Work request: Each entry in the listing must be set down again word for word.
The data START
PR #15261, opened 2026-05-26
feat: add Go MCP server update API

Helios531:
## What

#15240
implementation for PUT /api/v1/mcp/servers/:mcp_id

## Changes

- Adds the Go implementation for `PUT /api/v1/mcp/servers/:mcp_id`.
- Wires MCP service and handler into the Go server/router for the update route.
- Preserves Python-style behavior for ownership checks, partial update fields, MCP type/name/URL validation, `headers`/`variables` normalization, and tool metadata scrubbing.

## Validation
- `gofmt`
- `git diff --check`
- `go test ./internal/dao -run TestDoesNotExist -count=1`
- `go test ./internal/handler -run TestDoesNotExist -count=1 -vet=off`
- `go test ./internal/router -run TestDoesNotExist -count=1 -vet=off`


internal/handler/mcp.go
```diff
@@ -0,0 +1,66 @@
...
+	if err != nil {
+		jsonError(c, code, err.Error())
+		return
+	}
+
+	c.JSON(http.StatusOK, gin.H{
+		"code":    common.CodeSuccess,
+		"message": "success",
+		"data":    result,
+	})
```
Hz-186, line 164: Returning the raw `entity.MCPServer` also makes the date format incompatible with the Python API.

The Go API currently returns `create_date` / `update_date` as RFC3339 strings with timezone, for example:

```json
"create_date": "2026-05-28T10:30:20+08:00"
```

The Python API returns these fields without timezone:

"create_date": "2026-05-28T10:30:20"

Please format these fields explicitly in a response DTO before returning the response, for example with t.Format("2006-01-02T15:04:05").

internal/handler/mcp.go
```diff
@@ -0,0 +1,66 @@
...
+	result, code, err := h.mcpService.UpdateMCPServer(user.ID, mcpID, req)
+	if err != nil {
+		jsonError(c, code, err.Error())
+		return
+	}
+
+	c.JSON(http.StatusOK, gin.H{
+		"code":    common.CodeSuccess,
+		"message": "success",
+		"data":    result,
```
Hz-186, line 184: Hi, @Helios531 

Please avoid returning `entity.MCPServer` directly here.

When `description` is updated to `null`, the Python API keeps the field in the response:

```json
"description": null
```

But the Go API omits description entirely because the raw entity uses:

Description *string `json:"description,omitempty"`

Since Description is nil, omitempty removes the field during JSON serialization. To keep this endpoint compatible with
Python, please return a dedicated response DTO instead of the raw entity, and keep nullable fields such as description in
the JSON response.

For example:

```go
type MCPServerResponse struct {
    ID          string                 `json:"id"`
    Name        string                 `json:"name"`
    TenantID    string                 `json:"tenant_id"`
    URL         string                 `json:"url"`
    ServerType  string                 `json:"server_type"`
    Description *string                `json:"description"`
    Variables   map[string]interface{} `json:"variables"`
    Headers     map[string]interface{} `json:"headers"`
    CreateTime  *int64                 `json:"create_time"`
    CreateDate  string                 `json:"create_date"`
    UpdateTime  *int64                 `json:"update_time"`
    UpdateDate  string                 `json:"update_date"`
}
```

Then return the DTO here instead of result.

Hz-186 (changes requested):
hi, @Helios531

Could u help fix these compatibility issues in the Go MCP update endpoint?

Helios531:
Hi, @Hz-186, can you review my PR, plz?

Helios531:
hi, @Hz-186 , can you review my PR, pls?

Hz-186 (approved):
@Helios531, LGTM

JinHai-CN:
@Helios531  would you please fix the conflicts?

tmimmanuel (approved):
@JinHai-CN This is ready.

JinHai-CN:
@Helios531 @web-dev0521 Would you please resolve the conflicts?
The data END
Answer section:
PR #15261, opened 2026-05-26
feat: add Go MCP server update API

Helios531:
## What

#15240
implementation for PUT /api/v1/mcp/servers/:mcp_id

## Changes

- Adds the Go implementation for `PUT /api/v1/mcp/servers/:mcp_id`.
- Wires MCP service and handler into the Go server/router for the update route.
- Preserves Python-style behavior for ownership checks, partial update fields, MCP type/name/URL validation, `headers`/`variables` normalization, and tool metadata scrubbing.

## Validation
- `gofmt`
- `git diff --check`
- `go test ./internal/dao -run TestDoesNotExist -count=1`
- `go test ./internal/handler -run TestDoesNotExist -count=1 -vet=off`
- `go test ./internal/router -run TestDoesNotExist -count=1 -vet=off`


internal/handler/mcp.go
```diff
@@ -0,0 +1,66 @@
...
+	if err != nil {
+		jsonError(c, code, err.Error())
+		return
+	}
+
+	c.JSON(http.StatusOK, gin.H{
+		"code":    common.CodeSuccess,
+		"message": "success",
+		"data":    result,
+	})
```
Hz-186, line 164: Returning the raw `entity.MCPServer` also makes the date format incompatible with the Python API.

The Go API currently returns `create_date` / `update_date` as RFC3339 strings with timezone, for example:

```json
"create_date": "2026-05-28T10:30:20+08:00"
```

The Python API returns these fields without timezone:

"create_date": "2026-05-28T10:30:20"

Please format these fields explicitly in a response DTO before returning the response, for example with t.Format("2006-01-02T15:04:05").

internal/handler/mcp.go
```diff
@@ -0,0 +1,66 @@
...
+	result, code, err := h.mcpService.UpdateMCPServer(user.ID, mcpID, req)
+	if err != nil {
+		jsonError(c, code, err.Error())
+		return
+	}
+
+	c.JSON(http.StatusOK, gin.H{
+		"code":    common.CodeSuccess,
+		"message": "success",
+		"data":    result,
```
Hz-186, line 184: Hi, @Helios531 

Please avoid returning `entity.MCPServer` directly here.

When `description` is updated to `null`, the Python API keeps the field in the response:

```json
"description": null
```

But the Go API omits description entirely because the raw entity uses:

Description *string `json:"description,omitempty"`

Since Description is nil, omitempty removes the field during JSON serialization. To keep this endpoint compatible with
Python, please return a dedicated response DTO instead of the raw entity, and keep nullable fields such as description in
the JSON response.

For example:

```go
type MCPServerResponse struct {
    ID          string                 `json:"id"`
    Name        string                 `json:"name"`
    TenantID    string                 `json:"tenant_id"`
    URL         string                 `json:"url"`
    ServerType  string                 `json:"server_type"`
    Description *string                `json:"description"`
    Variables   map[string]interface{} `json:"variables"`
    Headers     map[string]interface{} `json:"headers"`
    CreateTime  *int64                 `json:"create_time"`
    CreateDate  string                 `json:"create_date"`
    UpdateTime  *int64                 `json:"update_time"`
    UpdateDate  string                 `json:"update_date"`
}
```

Then return the DTO here instead of result.

Hz-186 (changes requested):
hi, @Helios531

Could u help fix these compatibility issues in the Go MCP update endpoint?

Helios531:
Hi, @Hz-186, can you review my PR, plz?

Helios531:
hi, @Hz-186 , can you review my PR, pls?

Hz-186 (approved):
@Helios531, LGTM

JinHai-CN:
@Helios531  would you please fix the conflicts?

tmimmanuel (approved):
@JinHai-CN This is ready.

JinHai-CN:
@Helios531 @web-dev0521 Would you please resolve the conflicts?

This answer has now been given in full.